=== Section Start ===

PR #3292, opened 2022-04-01
General report frequencies and callers...

dnil:

<details>

**Prepare for testing**
1. `sudo -iu hiseq.clinical`
1. `ssh localhost`
</details>

**How to test**:

**Expected outcome**:

**Review:**
- [ ] code approved by
- [ ] tests executed by


dnil:
I kind of suspect this will not be enough, but I didn't have a good test case loaded on local, so testing on stage..

dnil:
And the callers...
Screenshot 2022-04-01 at 11 36 51

 The callers construct is only present after the decoration. One could either add all callers individually to the variant filter constant, but that would sort of defeat the purpose of having the `CALLERS` constant. I opted for repopulating via CALLERS before decorating. Its a little complex as CodeFactor says. I can break it out into a function.

northwestwitch:
> And the callers... Screenshot 2022-04-01 at 11 36 51
> 
> The callers construct is only present after the decoration. One could either add all callers individually to the variant filter constant, but that would sort of defeat the purpose of having the `CALLERS` constant. I opted for repopulating via CALLERS before decorating. Its a little complex as CodeFactor says. I can break it out into a function.

Nice! Perhaps a function that can be shared with variant page?

dnil:
> Nice! Perhaps a function that can be shared with variant page? 

Yes, perhaps at least with the variant export functionality where it is even more similar. I'll check.

> Could also be a jinja macro

Mm, well, yes, that would be nice. As it is, we have macros for the variant types. They tend to be internally repetitive as well, but I dont think this is the time to touch that. But it would be nice to do it...

northwestwitch:
> Mm, well, yes, that would be nice. As it is, we have macros for the variant types. They tend to be internally repetitive as well, but I dont think this is the time to touch that. But it would be nice to do it...

We can fix it later as well, yes!

dnil:
Looking tentatively good. For a large var:
Screenshot 2022-04-01 at 12 00 22
And a smaller one with fewer panels:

=== Section End ===

BRIEF:
In the records above, find each line with the word "page" and copy it out.

RESPONSE BELOW:
Nice! Perhaps a function that can be shared with variant page?
> Nice! Perhaps a function that can be shared with variant page? 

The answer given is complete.